Excerpts from a dataset
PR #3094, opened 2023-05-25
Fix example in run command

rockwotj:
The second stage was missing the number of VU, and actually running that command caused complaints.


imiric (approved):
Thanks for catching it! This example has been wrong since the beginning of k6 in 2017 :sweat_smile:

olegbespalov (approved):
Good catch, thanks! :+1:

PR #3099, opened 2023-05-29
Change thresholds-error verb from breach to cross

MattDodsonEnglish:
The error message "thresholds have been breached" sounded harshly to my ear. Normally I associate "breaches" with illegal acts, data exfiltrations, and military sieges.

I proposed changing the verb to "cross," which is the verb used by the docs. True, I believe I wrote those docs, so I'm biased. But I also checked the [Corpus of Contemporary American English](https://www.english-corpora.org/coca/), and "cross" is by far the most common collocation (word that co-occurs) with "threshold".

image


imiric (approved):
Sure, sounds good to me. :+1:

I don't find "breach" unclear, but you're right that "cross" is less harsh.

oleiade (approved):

- _Exercise prompt_
Reproduce nothing but the lines from the line containing "Thanks for catching" to the last line of the data, each exactly as written.

- _Output of the exercise_
Thanks for catching it! This example has been wrong since the beginning of k6 in 2017 :sweat_smile:

olegbespalov (approved):
Good catch, thanks! :+1:

PR #3099, opened 2023-05-29
Change thresholds-error verb from breach to cross

MattDodsonEnglish:
The error message "thresholds have been breached" sounded harshly to my ear. Normally I associate "breaches" with illegal acts, data exfiltrations, and military sieges.

I proposed changing the verb to "cross," which is the verb used by the docs. True, I believe I wrote those docs, so I'm biased. But I also checked the [Corpus of Contemporary American English](https://www.english-corpora.org/coca/), and "cross" is by far the most common collocation (word that co-occurs) with "threshold".

image


imiric (approved):
Sure, sounds good to me. :+1:

I don't find "breach" unclear, but you're right that "cross" is less harsh.

oleiade (approved):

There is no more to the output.